[RECORDS FOR PROCESSING]
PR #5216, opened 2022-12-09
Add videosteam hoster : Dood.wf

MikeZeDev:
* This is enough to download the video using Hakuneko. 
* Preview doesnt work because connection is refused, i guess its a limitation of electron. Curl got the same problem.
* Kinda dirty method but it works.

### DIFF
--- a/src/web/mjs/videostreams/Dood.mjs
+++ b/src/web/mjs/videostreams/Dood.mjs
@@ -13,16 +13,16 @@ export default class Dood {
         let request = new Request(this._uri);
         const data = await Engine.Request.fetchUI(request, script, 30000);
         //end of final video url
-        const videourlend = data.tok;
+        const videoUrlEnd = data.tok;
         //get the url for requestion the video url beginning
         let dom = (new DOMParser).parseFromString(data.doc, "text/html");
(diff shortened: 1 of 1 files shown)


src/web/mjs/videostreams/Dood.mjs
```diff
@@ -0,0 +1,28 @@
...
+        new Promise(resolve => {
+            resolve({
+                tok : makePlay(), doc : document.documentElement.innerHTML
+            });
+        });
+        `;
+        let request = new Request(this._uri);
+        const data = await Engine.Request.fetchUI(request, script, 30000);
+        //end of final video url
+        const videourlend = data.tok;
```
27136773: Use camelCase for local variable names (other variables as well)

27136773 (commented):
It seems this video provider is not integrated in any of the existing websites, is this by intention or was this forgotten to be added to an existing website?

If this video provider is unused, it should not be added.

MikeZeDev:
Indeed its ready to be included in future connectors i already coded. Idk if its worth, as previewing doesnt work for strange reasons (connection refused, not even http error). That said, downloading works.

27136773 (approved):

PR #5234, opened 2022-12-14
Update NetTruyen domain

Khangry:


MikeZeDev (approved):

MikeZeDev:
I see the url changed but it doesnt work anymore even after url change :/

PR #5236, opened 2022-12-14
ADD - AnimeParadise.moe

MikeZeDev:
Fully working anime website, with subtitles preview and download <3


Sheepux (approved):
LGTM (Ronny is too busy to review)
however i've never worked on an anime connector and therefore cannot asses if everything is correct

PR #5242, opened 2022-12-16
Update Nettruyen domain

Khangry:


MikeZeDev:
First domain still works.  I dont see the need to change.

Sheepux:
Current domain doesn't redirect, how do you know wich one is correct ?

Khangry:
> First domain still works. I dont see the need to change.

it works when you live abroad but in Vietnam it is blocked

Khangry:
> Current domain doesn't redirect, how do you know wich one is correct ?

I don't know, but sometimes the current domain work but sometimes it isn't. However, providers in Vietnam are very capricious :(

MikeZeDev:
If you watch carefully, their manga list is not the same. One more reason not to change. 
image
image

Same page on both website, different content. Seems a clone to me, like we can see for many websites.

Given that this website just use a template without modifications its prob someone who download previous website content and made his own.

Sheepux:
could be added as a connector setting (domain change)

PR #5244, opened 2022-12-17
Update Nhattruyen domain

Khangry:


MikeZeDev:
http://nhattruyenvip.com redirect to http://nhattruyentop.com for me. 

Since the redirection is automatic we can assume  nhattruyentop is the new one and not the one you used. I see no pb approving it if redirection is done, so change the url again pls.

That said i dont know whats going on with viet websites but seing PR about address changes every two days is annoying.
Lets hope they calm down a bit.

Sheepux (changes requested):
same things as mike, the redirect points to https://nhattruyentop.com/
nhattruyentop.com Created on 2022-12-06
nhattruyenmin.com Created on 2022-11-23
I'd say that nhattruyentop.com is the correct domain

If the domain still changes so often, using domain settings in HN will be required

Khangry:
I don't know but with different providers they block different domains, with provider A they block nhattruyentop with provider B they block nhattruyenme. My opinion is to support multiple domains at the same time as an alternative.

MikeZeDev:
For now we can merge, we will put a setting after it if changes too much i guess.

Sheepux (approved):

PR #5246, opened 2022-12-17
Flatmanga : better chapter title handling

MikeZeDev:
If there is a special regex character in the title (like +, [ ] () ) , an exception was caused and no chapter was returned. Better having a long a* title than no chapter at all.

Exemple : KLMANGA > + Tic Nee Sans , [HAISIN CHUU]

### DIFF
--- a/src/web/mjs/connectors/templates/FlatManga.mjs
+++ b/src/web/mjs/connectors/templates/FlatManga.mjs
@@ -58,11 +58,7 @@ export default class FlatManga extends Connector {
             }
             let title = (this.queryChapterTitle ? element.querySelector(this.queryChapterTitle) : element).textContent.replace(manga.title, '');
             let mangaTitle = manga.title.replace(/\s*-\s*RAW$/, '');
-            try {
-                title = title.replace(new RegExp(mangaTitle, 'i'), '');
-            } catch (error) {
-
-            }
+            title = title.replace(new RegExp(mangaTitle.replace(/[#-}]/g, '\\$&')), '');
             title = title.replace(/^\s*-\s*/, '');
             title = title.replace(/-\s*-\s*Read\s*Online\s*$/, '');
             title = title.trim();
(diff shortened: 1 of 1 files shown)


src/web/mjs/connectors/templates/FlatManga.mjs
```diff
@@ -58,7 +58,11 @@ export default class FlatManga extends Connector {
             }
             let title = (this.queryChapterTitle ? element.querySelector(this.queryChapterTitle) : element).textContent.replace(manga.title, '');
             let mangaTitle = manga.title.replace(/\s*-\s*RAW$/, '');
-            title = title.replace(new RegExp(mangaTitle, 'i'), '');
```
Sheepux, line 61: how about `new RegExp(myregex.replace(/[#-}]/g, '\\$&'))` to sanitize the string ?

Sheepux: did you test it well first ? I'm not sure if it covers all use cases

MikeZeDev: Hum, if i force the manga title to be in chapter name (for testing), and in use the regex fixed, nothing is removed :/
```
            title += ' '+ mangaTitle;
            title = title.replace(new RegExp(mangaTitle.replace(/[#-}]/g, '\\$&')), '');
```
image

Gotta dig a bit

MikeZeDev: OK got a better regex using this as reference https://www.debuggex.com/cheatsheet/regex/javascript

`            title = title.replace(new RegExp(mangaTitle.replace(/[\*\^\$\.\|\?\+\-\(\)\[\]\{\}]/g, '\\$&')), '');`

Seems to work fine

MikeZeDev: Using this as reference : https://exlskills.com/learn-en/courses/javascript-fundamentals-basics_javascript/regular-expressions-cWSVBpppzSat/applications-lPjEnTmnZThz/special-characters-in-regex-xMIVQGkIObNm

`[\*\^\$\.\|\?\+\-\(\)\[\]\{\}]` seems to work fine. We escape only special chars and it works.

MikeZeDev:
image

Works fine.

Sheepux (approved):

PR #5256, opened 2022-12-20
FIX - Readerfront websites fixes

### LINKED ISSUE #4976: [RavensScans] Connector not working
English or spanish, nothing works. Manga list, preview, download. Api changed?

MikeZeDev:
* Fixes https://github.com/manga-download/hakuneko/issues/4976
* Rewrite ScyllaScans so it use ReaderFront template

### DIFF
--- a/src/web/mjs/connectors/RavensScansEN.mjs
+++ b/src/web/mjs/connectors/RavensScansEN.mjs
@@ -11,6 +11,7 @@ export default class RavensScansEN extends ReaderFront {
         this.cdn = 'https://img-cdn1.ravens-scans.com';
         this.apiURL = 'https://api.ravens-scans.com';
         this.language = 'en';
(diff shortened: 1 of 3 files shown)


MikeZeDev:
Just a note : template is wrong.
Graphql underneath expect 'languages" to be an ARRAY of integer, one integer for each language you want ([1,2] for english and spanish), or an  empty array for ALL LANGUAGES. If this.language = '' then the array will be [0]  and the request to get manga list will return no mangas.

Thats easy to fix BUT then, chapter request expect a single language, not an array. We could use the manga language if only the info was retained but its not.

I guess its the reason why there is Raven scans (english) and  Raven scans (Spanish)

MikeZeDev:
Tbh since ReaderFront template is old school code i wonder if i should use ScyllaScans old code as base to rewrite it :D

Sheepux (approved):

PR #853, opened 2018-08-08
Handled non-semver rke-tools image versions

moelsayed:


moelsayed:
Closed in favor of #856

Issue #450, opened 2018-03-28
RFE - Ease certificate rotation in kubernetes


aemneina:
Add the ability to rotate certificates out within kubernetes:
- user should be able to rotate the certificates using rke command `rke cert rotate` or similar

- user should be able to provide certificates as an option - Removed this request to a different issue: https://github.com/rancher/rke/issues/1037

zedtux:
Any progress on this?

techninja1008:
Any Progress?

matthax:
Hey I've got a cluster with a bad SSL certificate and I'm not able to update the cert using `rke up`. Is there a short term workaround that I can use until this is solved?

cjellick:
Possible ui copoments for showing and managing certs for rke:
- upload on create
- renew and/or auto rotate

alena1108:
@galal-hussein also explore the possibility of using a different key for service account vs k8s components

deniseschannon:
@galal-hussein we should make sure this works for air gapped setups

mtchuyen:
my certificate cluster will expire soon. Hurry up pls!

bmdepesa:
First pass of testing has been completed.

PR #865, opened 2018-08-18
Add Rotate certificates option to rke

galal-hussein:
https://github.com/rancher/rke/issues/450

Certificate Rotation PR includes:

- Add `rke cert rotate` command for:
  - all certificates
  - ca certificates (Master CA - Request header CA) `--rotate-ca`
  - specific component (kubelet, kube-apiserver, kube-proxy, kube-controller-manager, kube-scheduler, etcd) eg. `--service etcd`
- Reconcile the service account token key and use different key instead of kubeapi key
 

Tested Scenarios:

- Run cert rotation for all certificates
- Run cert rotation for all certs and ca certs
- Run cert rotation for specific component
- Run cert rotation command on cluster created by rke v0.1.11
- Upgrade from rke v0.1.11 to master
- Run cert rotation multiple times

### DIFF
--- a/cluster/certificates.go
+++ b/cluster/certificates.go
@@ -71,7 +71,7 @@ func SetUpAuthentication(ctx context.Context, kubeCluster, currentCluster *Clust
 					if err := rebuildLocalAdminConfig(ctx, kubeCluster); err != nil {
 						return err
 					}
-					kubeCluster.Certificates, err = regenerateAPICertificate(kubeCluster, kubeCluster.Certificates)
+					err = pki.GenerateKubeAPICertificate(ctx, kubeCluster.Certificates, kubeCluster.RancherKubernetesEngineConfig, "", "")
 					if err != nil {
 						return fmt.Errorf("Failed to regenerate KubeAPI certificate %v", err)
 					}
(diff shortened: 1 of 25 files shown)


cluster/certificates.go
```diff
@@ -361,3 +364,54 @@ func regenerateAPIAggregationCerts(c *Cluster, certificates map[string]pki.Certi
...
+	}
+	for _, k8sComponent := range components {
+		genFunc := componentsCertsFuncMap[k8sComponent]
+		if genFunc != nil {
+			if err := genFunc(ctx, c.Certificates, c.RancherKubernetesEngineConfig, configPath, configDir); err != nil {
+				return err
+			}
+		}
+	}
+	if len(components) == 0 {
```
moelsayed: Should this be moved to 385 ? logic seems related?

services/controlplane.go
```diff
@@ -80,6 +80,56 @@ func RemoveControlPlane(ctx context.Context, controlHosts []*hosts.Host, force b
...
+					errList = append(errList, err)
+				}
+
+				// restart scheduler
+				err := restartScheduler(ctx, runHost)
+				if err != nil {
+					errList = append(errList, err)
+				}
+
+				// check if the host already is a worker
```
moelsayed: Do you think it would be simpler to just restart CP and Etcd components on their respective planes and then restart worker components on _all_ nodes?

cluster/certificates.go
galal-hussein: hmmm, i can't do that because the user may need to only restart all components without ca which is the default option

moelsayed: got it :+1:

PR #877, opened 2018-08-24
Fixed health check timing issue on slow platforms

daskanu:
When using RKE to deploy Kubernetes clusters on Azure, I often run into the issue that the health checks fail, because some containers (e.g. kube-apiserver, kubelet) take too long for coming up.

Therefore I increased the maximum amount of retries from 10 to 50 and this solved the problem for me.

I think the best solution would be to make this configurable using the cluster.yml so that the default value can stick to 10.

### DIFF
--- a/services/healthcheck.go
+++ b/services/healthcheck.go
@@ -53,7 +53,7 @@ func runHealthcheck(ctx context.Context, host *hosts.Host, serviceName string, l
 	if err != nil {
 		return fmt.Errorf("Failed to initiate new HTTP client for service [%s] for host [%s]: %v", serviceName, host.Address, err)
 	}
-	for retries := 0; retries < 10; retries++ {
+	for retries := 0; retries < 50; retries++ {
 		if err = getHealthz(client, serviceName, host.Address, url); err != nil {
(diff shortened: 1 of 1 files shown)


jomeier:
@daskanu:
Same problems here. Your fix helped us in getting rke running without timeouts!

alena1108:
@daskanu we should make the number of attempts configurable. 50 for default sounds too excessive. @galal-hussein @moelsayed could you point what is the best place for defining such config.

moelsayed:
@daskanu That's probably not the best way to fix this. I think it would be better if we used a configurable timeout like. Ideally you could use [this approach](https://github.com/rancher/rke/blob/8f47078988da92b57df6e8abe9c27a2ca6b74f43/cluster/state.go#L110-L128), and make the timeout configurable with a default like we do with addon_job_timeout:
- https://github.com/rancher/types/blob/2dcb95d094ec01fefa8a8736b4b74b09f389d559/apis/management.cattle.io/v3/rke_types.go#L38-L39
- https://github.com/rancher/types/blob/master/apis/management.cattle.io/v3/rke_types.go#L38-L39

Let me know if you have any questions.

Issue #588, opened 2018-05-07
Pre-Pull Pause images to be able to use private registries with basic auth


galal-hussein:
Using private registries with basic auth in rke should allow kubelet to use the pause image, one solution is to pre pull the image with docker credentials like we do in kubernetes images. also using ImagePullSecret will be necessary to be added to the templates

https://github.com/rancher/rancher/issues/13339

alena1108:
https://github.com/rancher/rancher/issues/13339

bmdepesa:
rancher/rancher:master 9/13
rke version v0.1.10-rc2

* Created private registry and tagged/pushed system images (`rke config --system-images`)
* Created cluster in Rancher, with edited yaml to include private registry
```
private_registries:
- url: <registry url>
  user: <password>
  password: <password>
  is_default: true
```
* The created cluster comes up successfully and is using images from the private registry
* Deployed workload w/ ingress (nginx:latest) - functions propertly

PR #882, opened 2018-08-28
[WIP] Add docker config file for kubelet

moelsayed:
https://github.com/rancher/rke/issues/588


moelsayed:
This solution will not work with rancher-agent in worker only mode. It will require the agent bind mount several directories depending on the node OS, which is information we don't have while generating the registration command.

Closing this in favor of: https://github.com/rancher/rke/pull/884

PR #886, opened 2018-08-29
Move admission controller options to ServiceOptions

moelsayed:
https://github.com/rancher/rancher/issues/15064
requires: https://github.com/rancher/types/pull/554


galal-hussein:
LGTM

[WHAT YOU SHOULD DO] All that is needed is how many lines of the listing hold the word "retries", stated as one number.

[OUTPUT] 3